Zudem wurde die Höhe der neuen 100- und 200-Euro-Banknoten verringert. Sie sind nun genauso hoch wie die 50-Euro-Note. Die Scheine passen dadurch besser ins Portemonnaie, knicken weniger und nutzen sich nicht so schnell ab. Die Breite der Scheine unterscheidet sich aber weiterhin, sodass man von der Breite der Banknoten den Wert der Scheine ableiten kann.

Warum sind die höheren Banknoten nicht lackiert?

Lediglich die zwei kleinsten Banknoten, also die Fünf- und Zehn Euro-Scheine der zweiten Euro-Serie, sind mit einem Speziallack überzogen. Dadurch sollen die kleineren Stückelungen haltbarer gemacht werden, denn diese wechseln besonders oft den Besitzer und nutzen sich dadurch schneller ab. Bei den höheren Banknotenwerten verzichtet man auf den Speziallack, da man von einer geringeren Abnutzung ausgeht.

Welchen Anteil haben die 100- und 200-Euro-Banknoten?

Derzeit befinden sich rund 21,7 Milliarden Euro-Scheine im Umlauf. Davon sind rund 2,7 Milliarden 100-Euro-Banknoten, was einen Anteil von etwa 12 Prozent der im Umlauf befindlichen Stücke ausmacht. Hingegen ist die Anzahl der im Umlauf befindlichen 200-Euro-Scheine recht gering - knapp 251 Millionen Stück - lediglich rund ein Prozent aller Scheine im Umlauf.

Der 100-Euro-Schein ist, nach dem 50-Euro-Schein, die zweitwichtigste Banknote im gesamten Euroraum. In Deutschland ist hingegen der 20-Euro-Schein von größerer Bedeutung. Die Anzahl der sich im Umlauf befindlichen 100-Euro-Scheine steigt um rund 7,3 Prozent pro Jahr.

Wann kommen die neuen Scheine in Umlauf?

Die neuen 100- und 200-Euro-Banknoten werden am 28. Mai 2019 in Umlauf gebracht. Zuvor sollen Polizei, Banken, Händler und Automatenhersteller die Möglichkeit bekommen, Geräte und Personal auf die neuen Banknoten einzustellen. Als der neue Fünf-Euro-Schein im Jahr 2013 als Vorreiter in Umlauf gebracht wurde, kam es teilweise zu Annahmeproblemen.

Wieso wird es keinen neuen 500-Euro-Schein geben?
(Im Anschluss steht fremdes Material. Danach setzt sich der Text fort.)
PR #3779, opened 2020-07-31
Improve performance of transform logic when many transforms are present

peppy:
Focuses on decreasing the iteration overhead of per-frame transform processing when many transforms are present in the transforms list (and cannot be removed due to rewind support or otherwise).

# Basic idea

Store the last fully applied transform index and only continue processing from that point onwards. To keep things simple, invalidate this cache on any add/remove/rewind operation. These scenarios can be optimised in the future if/when required.

# Difficulties

To make this work, transforms had to be split into per-`TargetMember` lists. If this was not the case, it becomes hard to choose a starting index (originally I was using the "minimum" of any `TargetMember` but this can lead to situations with no optimisation is possible).

As such, there is now one new `TargetMemberTransformTracker` class per `TargetMember` being tracked for a `Transformable`. These are only constructed when used and the memory / allocation overhead does not seem any worse than it was previously.

# Benchmarks

## UpdateTransformsWithManyPresent 

|                          Method |     Mean |    Error |   StdDev | Gen 0 | Gen 1 | Gen 2 | Allocated |
|-------------------------------- |---------:|---------:|---------:|------:|------:|------:|----------:|
| (master)  | 821.0 ms | 22.08 ms | 65.09 ms |     - |     - |     - |      48 B |
| (this PR) | 0.2574 ms | 3.84 us  | 3.40 us  |     - |     - |     - |       2 B |

- Closes https://github.com/ppy/osu/issues/9605

- [x] Add benchmarks (not sure if required; osu!-side storyboard shows an improvement from 40ms frame times to <0.1ms)
- [x] Add lazy initialisation of dictionary (similar to `transformsLazy`)
- [x] Assess whether dictionary should only be initialised/used over a certain list length (to save on memory @smoogipoo thoughts?)
- [x] Move transform add / remove / removeAt into dedicated methods to avoid needing to do the cache clear at each usage?

I've implemented this in the simplest way possible. Further optimisations (adjusting indices rather than completing flushing the cache) are obviously possible but come with added complexity. Mainly PRing early for feedback (cases which may need to be tested and aren't already covered; general direction etc.) and considerations.

### DIFF
--- a/osu.Framework/Graphics/Transforms/TargetMemberTransformTracker.cs
+++ b/osu.Framework/Graphics/Transforms/TargetMemberTransformTracker.cs
@@ -5,8 +5,8 @@ using System;
 using System.Collections.Generic;
 using System.Diagnostics;
 using System.Linq;
+using osu.Framework.Caching;
 using osu.Framework.Lists;
-using osu.Framework.Timing;
 
 namespace osu.Framework.Graphics.Transforms
 {
@@ -29,9 +29,12 @@ namespace osu.Framework.Graphics.Transforms
 
         private readonly Transformable transformable;
 
-        private int? lastAppliedTransformIndex;
-
         private readonly Lazy<List<Action>> removalActions = new Lazy<List<Action>>(() => new List<Action>());
+
+        /// <summary>
+        /// The index of the last transform in <see cref="transforms"/> to be applied to completion.
+        /// </summary>
+        private readonly Cached<int> lastAppliedIndex = new Cached<int>();
 
         public TargetMemberTransformTracker(Transformable transformable, string targetMember)
         {
@@ -88,13 +91,13 @@ namespace osu.Framework.Graphics.Transforms
                 }
             }
 
-            for (int i = getLastAppliedIndex() ?? 0; i < transforms.Count; ++i)
+            for (int i = lastAppliedIndex.IsValid ? lastAppliedIndex.Value : 0; i < transforms.Count; ++i)
             {
                 var t = transforms[i];
 
                 var tCanRewind = !transformable.RemoveCompletedTransforms && t.Rewindable;
 
-                bool shouldFlushLastApplicationCache = false;
+                bool flushAppliedCache = false;
 
                 if (time < t.StartTime)
                     break;
@@ -106,7 +109,7 @@ namespace osu.Framework.Graphics.Transforms
                     // Since following transforms acting on the same target member are immediately removed when a
                     // new one is added, we can be sure that previous transforms were added before this one and can
                     // be safely removed.
-                    for (int j = getLastAppliedIndex() ?? 0; j < i; ++j)
+                    for (int j = lastAppliedIndex.IsValid ? lastAppliedIndex.Value : 0; j < i; ++j)
                     {
                         var u = transforms[j];
                         if (u.TargetMember != t.TargetMember) continue;
@@ -120,7 +123,7 @@ namespace osu.Framework.Graphics.Transforms
                         if (!tCanRewind)
                         {
                             transforms.RemoveAt(j--);
-                            shouldFlushLastApplicationCache = true;
+                            flushAppliedCache = true;
                             i--;
 
                             if (u.OnAbort != null)
@@ -148,7 +151,7 @@ namespace osu.Framework.Graphics.Transforms
                         if (!tCanRewind)
                         {
                             transforms.RemoveAt(i--);
-                            shouldFlushLastApplicationCache = true;
+                            flushAppliedCache = true;
                         }
 
                         if (t.IsLooping)
@@ -171,18 +174,18 @@ namespace osu.Framework.Graphics.Transforms
                             // this could be added back at a lower index than where we are currently iterating, but
                             // running the same transform twice isn't a huge deal.
                             transforms.Add(t);
-                            shouldFlushLastApplicationCache = true;
+                            flushAppliedCache = true;
                         }
                         else if (t.OnComplete != null)
                             removalActions.Value.Add(t.OnComplete);
                     }
                 }
 
-                if (shouldFlushLastApplicationCache)
+                if (flushAppliedCache)
                     resetLastAppliedCache();
                 // if this transform is applied to end, we can be sure that all previous transforms have been completed.
                 else if (t.AppliedToEnd)
-                    setLastAppliedIndex(i + 1);
+                    lastAppliedIndex.Value = i + 1;
             }
 
             invokePendingRemovalActions();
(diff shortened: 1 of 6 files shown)


peppy:
For verbosity, the test failure is from a very specific case as demonstrated by the test:

```
i=0  t=100 --------------- t = 1000
i=1       t=500  ------ t=750
```

Because I was using the `Max` last applied time, i=0 would be skipped in some cases.

I've fixed this issue by using `Min` and tracking `Applied` state as well.

As an aside, if this change is considered too complex / illegible in `Transformable`, the direction (which I believe we have discussed before) would be to split out transform logic into one processor class per TargetMember, maintaining its own pure list.

Of course, there are extra considerations if we go in this direction (ie. how do we apply transforms in chronological sequence, rather than per-member.. if this is even required) which I have not properly thought over.

peppy:
Blocking for now, will re-visit with per-TargetMember implementation as the fix for that test failure has regressed the effectiveness of the optimisation. While still possible, it'd likely require two dictionaries in Transformable (tracking `Applied` and `AppliedtoEnd`) at which point the complexity seems too high.

peppy:
Good to go.

Before:
```
|                          Method |     Mean |    Error |   StdDev | Gen 0 | Gen 1 | Gen 2 | Allocated |
|-------------------------------- |---------:|---------:|---------:|------:|------:|------:|----------:|
| UpdateTransformsWithManyPresent | 821.0 ms | 22.08 ms | 65.09 ms |     - |     - |     - |      48 B |
```

After:
```
|                          Method |     Mean |   Error |  StdDev | Gen 0 | Gen 1 | Gen 2 | Allocated |
|-------------------------------- |---------:|--------:|--------:|------:|------:|------:|----------:|
| UpdateTransformsWithManyPresent | 257.4 us | 3.84 us | 3.40 us |     - |     - |     - |       2 B |
```

osu.Framework/Graphics/Transforms/Transformable.cs
```diff
@@ -81,10 +79,29 @@ protected void UpdateTransforms()
             updateTransforms(Time.Current);
         }
 
-        private readonly Lazy<List<Action>> removalActions = new Lazy<List<Action>>(() => new List<Action>());
-
         private double lastUpdateTransformsTime;
 
+        private readonly Lazy<List<TargetMemberTransformTracker>> targetMemberTrackers =
+            new Lazy<List<TargetMemberTransformTracker>>(() => new List<TargetMemberTransformTracker>());
```
smoogipoo, line 85: I know this is not the purpose of this PR, but how do you feel about removing this `Lazy`?

```
|              Method |       Mean |     Error |    StdDev |  Gen 0 | Gen 1 | Gen 2 | Allocated |
|-------------------- |-----------:|----------:|----------:|-------:|------:|------:|----------:|
|          CreateLazy |  16.971 ns | 0.0799 ns | 0.0708 ns | 0.0549 |     - |     - |      72 B |
|          CreateList |   9.055 ns | 0.1176 ns | 0.1100 ns | 0.0305 |     - |     - |      40 B |
| GetListCountViaLazy | 691.485 ns | 1.4367 ns | 1.3439 ns | 0.0849 |     - |     - |     112 B |
|  GetListCountDirect | 558.191 ns | 2.9287 ns | 2.5962 ns | 0.0296 |     - |     - |      40 B |


[MemoryDiagnoser]
public class LazyVsListAllocation
{
    [Benchmark]
    public object CreateLazy() => new Lazy<List<object>>();

    [Benchmark]
    public object CreateList() => new List<object>();

    [Benchmark]
    public int GetListCountViaLazy()
    {
        var lazy = new Lazy<List<object>>();

        int c = 0;

        for (int i = 0; i < 1000; i++)
            c += lazy.Value.Count;

        return c;
    }

    [Benchmark]
    public int GetListCountDirect()
    {
        var list = new List<object>();

        int c = 0;

        for (int i = 0; i < 1000; i++)
            c += list.Count;

        return c;
    }
}
```

peppy: Damn, that overhead. So we never should use lazy for lists.

But where's the lazy-in-lazy you mention?

smoogipoo: This is the result for sortedlist:
```
|           Method |     Mean |    Error |   StdDev |  Gen 0 | Gen 1 | Gen 2 | Allocated |
|----------------- |---------:|---------:|---------:|-------:|------:|------:|----------:|
| CreateSortedList | 17.96 ns | 0.150 ns | 0.133 ns | 0.0019 |     - |     - |      64 B |
```
Lazy isn't that that much worse but still doesn't give a noticeable improvement.

> But where's the lazy-in-lazy you mention?

Every tracker has a lazy list of its own.

peppy: Oh wow, that's not necessary either. I guess it's safe to remove both, since the list construction already allocates less than the lazy version, right?

smoogipoo: That's my thinking, yep.

peppy: Both removed.

osu.Framework/Graphics/Transforms/TargetMemberTransformTracker.cs
```diff
@@ -0,0 +1,300 @@
...
+        /// <summary>
+        /// Used to assign a monotonically increasing ID to <see cref="Transform"/>s as they are added. This member is
+        /// incremented whenever a <see cref="Transform"/> is added.
+        /// </summary>
+        private ulong currentTransformID;
+
+        /// <summary>
+        /// The index of the last transform in <see cref="transforms"/> to be applied to completion.
+        /// </summary>
+        private readonly Cached<int> lastAppliedIndex = new Cached<int>();
```
smoogipoo, line 43: Are you against changing this to an `int?`? This feels a bit excessive for the use-cases readability-wise. There's a slight performance improvement due to avoiding the non-inlineable method call but that's an aside to the readability:

```
Cached:

|                          Method |     Mean |   Error |  StdDev | Gen 0 | Gen 1 | Gen 2 | Allocated |
|-------------------------------- |---------:|--------:|--------:|------:|------:|------:|----------:|
| UpdateTransformsWithManyPresent | 261.2 us | 5.12 us | 6.09 us |     - |     - |     - |         - |

int?:

|                          Method |     Mean |   Error |  StdDev | Gen 0 | Gen 1 | Gen 2 | Allocated |
|-------------------------------- |---------:|--------:|--------:|------:|------:|------:|----------:|
| UpdateTransformsWithManyPresent | 229.0 us | 0.47 us | 0.40 us |     - |     - |     - |         - |
```

peppy: it used to be an int and i changed it to a cached. can also roll this back if you want. see which you prefer https://github.com/ppy/osu-framework/pull/3779/commits/460eac95a0999200f9c68625026fd93cd30d775f

smoogipoo: I prefer the int? version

Der EZB-Rat hat im Mai 2016 beschlossen, dass die zweite Europa-Serie keinen neuen 500-Euro-Schein enthalten wird. Die Ausgabe der 500-Euro-Scheine wird Ende 2018 eingestellt. Die EU erhofft sich dadurch, die Terrorismusfinanzierung und Schwarzarbeit einzudämmen. Die noch im Umlauf befindlichen 500-Euro-Banknoten behalten aber ihren Wert. Sie bleiben ein gesetzliches Zahlungsmittel und sollen unbefristet umtauschbar sein.

Und wie sehen die neuen Scheine nun genau aus?

Auf der Website der Europäischen Zentralbank können Sie sich die Banknoten interaktiv aus allen Richtungen ansehen.